Another option to retain greater income for the community spouse is a Probate Court procedure known as separate support. Since both spouses need legal representation in court, it is important that the institutionalized spouse have a durable power of attorney that allows the appointed person to hire a lawyer to represent the interests of the institutionalized spouse.
When spenddown and appeal options are determined by an elder law attorney as potentially unsuccessful, the community spouse can often purchase certain types of immediate annuities, which should always be the last resort due to the manner in which the institutionalized spouse’s income ca be allocated to the community spouse for MassHealth purposes.
A warning to the trusting and the gullible: There are elder law “attorneys” and MassHealth application services who profit from selling annuities, so it is important to have the entire picture reviewed, and often to get a second opinion, before rushing into purchasing an immediate annuity from somebody who claims to be helping you; they may instead be helping themselves (to a healthy commission).
A final note : Maintaining the maximum retroactivity of the original MassHealth application is vital to preserve assets for the community spouse and to ensure that the nursing home will be paid by MassHealth, so the MassHealth fair hearing appeal process should never be overlooked if any type of notice of denial is ever received along the way. A community spouse can be (and has been) successfully sued by the nursing home if timely MassHealth benefits are not obtained; see Are You Personally Responsible for Your Spouse’s Nursing Home Bills in Massachusetts?
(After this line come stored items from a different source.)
PR #2557, opened 2026-04-30
Fix AzureLib 3.x compatibility + drop multiloader scaffolding

guivnf:
This PR does two unrelated cleanups that both fell out of getting the mod building cleanly again on 1.21.1. 

## 1. AzureLib / AzureLib-Armor 3.x compat
Problem: Newer AzureLib (``3.x``) reorganised its rendering pipeline. The classes our compat code targeted (`GeoArmorRenderer` `RenderProvider`, `GeoBone`, `BoneSnapshot`, `mod.azure.azurelib.common.internal.client.util.RenderUtils`) were either removed or moved. Items also stopped registering through `IClientItemExtensions.getHumanoidArmorModel` and now use `AzArmorRendererRegistry` instead. Net result on a user-side install: AzureLib armors rendered with the missing-texture pink/black checker pattern and the wrong (vanilla) geometry.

Obtaining Free Banking Information for MassHealth Applications
When applying for MassHealth long-term care benefits to pay for nursing home care in Massachusetts, it can be expensive to obtain copies of up to 5 years of banking information. Under Massachusetts General Laws, Chapter 118E, Section 23A , banks are required to provide this information free of charge if the information has been requested by a representative of MassHealth. In order to comply with this law, the Executive Office of Health and Human Services of the Commonwealth of Massachusetts has prepared pre-signed letters that can be completed by or on behalf of the MassHealth applicant. There are four versions of the letter, and the one to be used would be based on which office that the MassHealth application has been filed with.
If the application is filed in the Taunton office, use this form: http://www.mass.gov/eohhs/docs/masshealth/appforms/fir-1-taunton.pdf
If the application is filed in the Chelsea office, use this form: http://www.mass.gov/eohhs/docs/masshealth/appforms/fir-1-chelsea.pdf
If the application is filed in the Tewksbury office, use this form: http://www.mass.gov/eohhs/docs/masshealth/appforms/fir-1-tewksbury.pdf
If the application is filed in the Springfield office, use this form: http://www.mass.gov/eohhs/docs/masshealth/appforms/fir-1-springfield.pdf
It appears to be a requirement of these letters that a MassHealth application be already filed. In that situation, time is usually very limited to comply with MassHealth’s written requests for verifications of banking transactions. Since you wouldn’t know whether the bank had complied with the request unless you received the bank records yourself, it is probably not a good move to request that the records be sent directly to the MassHealth Enrollment Center.